Task description: A single number is all that's needed: how many lines in the data contain the string "both".

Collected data
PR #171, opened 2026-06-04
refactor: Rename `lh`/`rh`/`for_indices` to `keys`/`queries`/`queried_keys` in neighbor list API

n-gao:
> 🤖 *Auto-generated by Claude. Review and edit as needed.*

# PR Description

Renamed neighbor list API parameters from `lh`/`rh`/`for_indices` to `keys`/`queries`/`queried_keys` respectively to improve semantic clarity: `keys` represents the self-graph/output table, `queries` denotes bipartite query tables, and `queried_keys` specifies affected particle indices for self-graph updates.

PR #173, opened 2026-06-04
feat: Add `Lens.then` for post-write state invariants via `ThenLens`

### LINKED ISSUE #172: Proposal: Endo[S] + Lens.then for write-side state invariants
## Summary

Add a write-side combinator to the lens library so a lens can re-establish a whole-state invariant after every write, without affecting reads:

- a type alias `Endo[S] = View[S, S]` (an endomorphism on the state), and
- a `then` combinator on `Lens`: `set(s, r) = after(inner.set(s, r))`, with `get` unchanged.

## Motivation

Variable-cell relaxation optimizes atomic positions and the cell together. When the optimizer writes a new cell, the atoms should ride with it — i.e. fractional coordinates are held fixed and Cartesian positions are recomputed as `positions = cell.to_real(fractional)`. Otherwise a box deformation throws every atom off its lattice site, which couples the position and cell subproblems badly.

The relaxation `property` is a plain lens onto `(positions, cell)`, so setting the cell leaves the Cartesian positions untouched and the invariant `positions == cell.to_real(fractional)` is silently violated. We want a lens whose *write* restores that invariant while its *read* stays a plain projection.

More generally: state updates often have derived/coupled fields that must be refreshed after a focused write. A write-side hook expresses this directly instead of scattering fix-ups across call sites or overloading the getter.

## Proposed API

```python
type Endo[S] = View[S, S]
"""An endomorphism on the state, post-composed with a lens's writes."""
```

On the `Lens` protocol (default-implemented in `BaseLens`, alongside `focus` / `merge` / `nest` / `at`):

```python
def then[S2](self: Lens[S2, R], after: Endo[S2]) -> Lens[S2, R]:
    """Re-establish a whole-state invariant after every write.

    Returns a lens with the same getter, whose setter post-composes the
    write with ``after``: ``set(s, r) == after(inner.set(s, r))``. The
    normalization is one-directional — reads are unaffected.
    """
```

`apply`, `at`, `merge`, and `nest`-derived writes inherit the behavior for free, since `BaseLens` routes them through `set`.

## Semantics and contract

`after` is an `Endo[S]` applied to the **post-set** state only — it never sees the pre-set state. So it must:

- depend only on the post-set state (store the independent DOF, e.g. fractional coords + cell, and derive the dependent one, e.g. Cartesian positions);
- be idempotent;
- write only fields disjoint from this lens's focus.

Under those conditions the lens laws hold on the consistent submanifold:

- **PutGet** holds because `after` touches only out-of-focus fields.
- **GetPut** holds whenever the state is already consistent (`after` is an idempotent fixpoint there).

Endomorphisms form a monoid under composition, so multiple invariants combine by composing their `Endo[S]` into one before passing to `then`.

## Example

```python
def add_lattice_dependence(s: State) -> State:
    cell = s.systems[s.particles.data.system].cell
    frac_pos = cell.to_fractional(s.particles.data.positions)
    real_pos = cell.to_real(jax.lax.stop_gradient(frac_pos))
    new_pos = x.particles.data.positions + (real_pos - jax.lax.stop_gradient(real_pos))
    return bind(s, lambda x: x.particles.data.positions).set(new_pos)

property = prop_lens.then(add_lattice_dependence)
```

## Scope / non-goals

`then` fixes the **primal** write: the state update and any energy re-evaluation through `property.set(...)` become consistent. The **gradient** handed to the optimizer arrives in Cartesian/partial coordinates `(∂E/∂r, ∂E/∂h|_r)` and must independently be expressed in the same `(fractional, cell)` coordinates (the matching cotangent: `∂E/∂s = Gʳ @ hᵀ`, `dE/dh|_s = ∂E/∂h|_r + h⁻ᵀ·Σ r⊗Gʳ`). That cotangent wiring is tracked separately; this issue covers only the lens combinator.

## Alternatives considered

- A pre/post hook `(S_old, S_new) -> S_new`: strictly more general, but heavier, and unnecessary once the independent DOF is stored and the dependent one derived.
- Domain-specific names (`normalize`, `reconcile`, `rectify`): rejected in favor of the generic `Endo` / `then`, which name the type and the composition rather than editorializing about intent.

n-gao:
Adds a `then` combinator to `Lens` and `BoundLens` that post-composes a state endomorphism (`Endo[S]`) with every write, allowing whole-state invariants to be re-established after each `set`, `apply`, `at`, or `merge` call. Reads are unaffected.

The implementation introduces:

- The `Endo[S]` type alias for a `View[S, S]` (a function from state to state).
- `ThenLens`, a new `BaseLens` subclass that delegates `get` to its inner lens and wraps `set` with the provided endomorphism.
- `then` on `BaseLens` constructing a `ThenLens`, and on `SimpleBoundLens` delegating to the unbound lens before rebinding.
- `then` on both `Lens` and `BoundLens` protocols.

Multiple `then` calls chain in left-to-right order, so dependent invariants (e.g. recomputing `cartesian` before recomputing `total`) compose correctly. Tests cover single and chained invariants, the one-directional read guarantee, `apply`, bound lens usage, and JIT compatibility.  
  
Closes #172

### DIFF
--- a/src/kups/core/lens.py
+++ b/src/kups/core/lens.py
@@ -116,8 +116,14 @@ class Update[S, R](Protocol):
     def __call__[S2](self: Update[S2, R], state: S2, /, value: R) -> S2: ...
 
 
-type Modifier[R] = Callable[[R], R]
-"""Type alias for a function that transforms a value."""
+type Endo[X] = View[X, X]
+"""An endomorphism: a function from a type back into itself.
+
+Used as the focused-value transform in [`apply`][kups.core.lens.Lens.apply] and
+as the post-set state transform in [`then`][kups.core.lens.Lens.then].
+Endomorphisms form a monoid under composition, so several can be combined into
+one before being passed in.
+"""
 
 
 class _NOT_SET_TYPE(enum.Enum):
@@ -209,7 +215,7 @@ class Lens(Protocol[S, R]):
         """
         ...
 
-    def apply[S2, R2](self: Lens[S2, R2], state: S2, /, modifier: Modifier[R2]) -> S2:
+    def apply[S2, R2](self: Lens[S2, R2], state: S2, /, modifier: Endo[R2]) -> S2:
--
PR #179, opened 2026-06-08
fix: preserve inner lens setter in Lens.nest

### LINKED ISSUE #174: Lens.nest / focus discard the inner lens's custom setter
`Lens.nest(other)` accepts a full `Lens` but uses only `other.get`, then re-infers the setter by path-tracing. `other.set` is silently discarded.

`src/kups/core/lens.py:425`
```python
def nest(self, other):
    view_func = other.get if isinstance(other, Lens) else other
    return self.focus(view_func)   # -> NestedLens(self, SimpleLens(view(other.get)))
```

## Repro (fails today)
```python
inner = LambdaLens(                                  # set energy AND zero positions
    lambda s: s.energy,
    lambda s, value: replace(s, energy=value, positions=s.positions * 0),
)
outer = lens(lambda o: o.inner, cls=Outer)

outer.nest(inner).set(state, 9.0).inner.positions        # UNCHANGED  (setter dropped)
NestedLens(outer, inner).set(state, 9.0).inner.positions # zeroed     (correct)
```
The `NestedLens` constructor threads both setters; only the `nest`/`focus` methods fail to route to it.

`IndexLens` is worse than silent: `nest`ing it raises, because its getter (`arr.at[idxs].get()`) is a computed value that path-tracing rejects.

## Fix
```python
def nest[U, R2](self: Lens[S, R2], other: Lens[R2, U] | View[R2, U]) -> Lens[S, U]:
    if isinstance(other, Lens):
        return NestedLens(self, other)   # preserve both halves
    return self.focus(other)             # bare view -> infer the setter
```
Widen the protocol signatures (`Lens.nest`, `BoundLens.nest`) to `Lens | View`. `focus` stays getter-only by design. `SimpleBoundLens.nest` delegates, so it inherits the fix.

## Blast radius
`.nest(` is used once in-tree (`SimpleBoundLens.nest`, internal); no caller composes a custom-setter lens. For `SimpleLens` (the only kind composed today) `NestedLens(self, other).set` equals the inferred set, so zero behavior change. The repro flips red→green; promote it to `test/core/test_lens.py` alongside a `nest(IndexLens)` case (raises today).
---
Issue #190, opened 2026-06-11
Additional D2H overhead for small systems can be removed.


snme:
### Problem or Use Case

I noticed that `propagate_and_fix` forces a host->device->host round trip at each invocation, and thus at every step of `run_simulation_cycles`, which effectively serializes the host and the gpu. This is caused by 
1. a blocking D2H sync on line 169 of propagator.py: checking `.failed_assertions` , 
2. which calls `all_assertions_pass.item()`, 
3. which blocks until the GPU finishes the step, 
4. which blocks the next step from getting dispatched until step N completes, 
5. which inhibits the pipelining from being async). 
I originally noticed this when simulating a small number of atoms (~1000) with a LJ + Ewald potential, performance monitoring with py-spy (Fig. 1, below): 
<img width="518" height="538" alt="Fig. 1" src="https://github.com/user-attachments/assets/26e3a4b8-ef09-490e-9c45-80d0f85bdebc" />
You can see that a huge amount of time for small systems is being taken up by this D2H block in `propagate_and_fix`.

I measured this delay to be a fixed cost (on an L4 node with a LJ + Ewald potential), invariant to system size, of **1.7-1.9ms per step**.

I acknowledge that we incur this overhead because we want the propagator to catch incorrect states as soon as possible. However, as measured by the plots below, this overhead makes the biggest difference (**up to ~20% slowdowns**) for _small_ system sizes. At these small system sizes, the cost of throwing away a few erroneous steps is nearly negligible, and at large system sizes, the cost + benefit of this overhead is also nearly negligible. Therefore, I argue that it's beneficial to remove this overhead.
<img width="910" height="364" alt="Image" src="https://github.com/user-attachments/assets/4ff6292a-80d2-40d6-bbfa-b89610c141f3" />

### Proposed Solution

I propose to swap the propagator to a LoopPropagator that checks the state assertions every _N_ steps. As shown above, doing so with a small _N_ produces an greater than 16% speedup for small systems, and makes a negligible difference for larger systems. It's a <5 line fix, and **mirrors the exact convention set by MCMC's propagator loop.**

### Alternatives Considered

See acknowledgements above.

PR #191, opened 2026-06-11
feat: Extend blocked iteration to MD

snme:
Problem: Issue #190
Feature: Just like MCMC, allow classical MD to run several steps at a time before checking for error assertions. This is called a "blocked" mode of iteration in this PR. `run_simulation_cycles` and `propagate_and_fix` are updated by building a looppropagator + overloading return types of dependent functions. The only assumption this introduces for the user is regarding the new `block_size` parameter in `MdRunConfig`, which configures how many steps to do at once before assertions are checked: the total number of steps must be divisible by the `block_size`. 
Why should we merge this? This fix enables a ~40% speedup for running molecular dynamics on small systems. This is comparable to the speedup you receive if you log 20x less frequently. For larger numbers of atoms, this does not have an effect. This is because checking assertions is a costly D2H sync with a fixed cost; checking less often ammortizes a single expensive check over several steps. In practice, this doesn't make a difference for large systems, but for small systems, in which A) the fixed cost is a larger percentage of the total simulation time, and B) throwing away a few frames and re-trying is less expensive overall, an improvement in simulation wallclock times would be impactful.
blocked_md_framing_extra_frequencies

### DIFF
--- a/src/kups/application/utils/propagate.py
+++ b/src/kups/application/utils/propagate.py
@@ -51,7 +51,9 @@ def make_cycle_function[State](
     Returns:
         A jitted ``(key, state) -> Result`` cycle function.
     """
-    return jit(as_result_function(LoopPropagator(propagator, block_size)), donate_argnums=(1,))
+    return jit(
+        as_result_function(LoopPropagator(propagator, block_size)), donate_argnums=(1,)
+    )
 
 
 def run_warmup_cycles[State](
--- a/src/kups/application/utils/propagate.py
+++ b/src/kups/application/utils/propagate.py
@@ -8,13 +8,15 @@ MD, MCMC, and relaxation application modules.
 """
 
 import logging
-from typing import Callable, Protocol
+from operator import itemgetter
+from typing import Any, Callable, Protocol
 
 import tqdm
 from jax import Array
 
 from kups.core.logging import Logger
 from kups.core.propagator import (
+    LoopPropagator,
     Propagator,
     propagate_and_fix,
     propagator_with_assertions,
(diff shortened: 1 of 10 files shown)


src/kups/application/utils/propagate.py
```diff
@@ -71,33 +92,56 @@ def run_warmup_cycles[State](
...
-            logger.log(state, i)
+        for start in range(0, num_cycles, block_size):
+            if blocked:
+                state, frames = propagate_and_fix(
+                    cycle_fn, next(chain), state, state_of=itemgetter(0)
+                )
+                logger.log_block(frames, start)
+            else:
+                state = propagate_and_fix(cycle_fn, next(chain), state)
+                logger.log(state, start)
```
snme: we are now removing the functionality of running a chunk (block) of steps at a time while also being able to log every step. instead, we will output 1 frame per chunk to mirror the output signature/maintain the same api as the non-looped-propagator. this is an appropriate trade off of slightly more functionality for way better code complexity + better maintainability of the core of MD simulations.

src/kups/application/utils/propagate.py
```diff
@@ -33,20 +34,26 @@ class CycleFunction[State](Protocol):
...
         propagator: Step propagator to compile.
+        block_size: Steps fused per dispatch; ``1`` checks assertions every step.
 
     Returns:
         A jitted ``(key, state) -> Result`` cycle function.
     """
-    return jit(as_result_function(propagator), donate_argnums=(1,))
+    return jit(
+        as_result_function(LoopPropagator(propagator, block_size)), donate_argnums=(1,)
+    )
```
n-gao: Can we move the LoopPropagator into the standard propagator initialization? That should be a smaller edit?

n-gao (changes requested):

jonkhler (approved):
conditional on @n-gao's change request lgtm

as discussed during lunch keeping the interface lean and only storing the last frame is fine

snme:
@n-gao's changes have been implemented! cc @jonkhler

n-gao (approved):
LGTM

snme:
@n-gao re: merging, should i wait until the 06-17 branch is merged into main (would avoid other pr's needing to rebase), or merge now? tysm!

Task result: 3